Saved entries

-- Opening Marker --

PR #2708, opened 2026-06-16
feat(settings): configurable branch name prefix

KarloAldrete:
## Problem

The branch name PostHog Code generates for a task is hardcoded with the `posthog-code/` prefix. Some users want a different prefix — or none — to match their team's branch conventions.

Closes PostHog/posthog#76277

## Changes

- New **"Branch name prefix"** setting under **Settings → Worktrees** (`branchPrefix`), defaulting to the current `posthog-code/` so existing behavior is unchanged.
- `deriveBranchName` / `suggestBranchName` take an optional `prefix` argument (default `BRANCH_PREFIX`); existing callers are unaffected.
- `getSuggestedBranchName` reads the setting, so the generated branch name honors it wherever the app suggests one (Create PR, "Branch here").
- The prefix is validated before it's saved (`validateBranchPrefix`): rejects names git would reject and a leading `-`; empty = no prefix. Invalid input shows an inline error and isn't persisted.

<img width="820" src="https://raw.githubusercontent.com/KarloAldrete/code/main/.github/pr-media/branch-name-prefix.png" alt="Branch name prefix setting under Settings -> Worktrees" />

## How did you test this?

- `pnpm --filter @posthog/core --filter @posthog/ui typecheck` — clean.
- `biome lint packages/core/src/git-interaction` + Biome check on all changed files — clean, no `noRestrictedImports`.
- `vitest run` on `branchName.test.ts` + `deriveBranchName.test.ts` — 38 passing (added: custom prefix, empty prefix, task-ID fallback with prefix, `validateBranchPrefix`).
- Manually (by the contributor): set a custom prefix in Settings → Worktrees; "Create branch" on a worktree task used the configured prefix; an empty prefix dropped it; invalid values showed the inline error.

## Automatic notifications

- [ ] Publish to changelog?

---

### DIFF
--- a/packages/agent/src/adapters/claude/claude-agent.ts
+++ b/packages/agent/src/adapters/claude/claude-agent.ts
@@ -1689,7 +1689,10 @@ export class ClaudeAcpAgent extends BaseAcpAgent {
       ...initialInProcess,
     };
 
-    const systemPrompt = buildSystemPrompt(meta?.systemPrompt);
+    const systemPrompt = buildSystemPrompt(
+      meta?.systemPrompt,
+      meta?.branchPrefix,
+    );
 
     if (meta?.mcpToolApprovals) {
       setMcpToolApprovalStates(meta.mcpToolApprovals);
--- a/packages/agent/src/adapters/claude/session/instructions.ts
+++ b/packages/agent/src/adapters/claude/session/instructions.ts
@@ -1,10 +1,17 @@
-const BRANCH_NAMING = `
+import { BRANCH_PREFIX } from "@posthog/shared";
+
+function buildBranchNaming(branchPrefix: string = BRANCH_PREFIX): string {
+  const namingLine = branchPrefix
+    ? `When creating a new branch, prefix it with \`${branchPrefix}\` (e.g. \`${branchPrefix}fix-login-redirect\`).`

-- Closing Marker --

• [Exercise instructions]: Only the lines of the data holding the string "session" are wanted; copy each of them.

• [Completed task]:
--- a/packages/agent/src/adapters/claude/session/instructions.ts
+++ b/packages/agent/src/adapters/claude/session/instructions.ts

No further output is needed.